• **Exercise objective**
Every entry below is to be retyped exactly as it appears.

• **Dataset content**
PR #1476, opened 2023-12-05
Set rsync exclude parameter during update

billz:


billz:
Fixes a bug where `ajax/system/sys_read_logfile.php` is excluded on fresh installs.

PR #1528, opened 2024-02-24
Fix: Exec iwgetid with client iface session var

billz:


billz:
Changes to handling of the configured client/station (STA) caused detection of this state to fail.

• **Result**
PR #1476, opened 2023-12-05
Set rsync exclude parameter during update

billz:


billz:
Fixes a bug where `ajax/system/sys_read_logfile.php` is excluded on fresh installs.

PR #1528, opened 2024-02-24
Fix: Exec iwgetid with client iface session var

billz:


billz:
Changes to handling of the configured client/station (STA) caused detection of this state to fail.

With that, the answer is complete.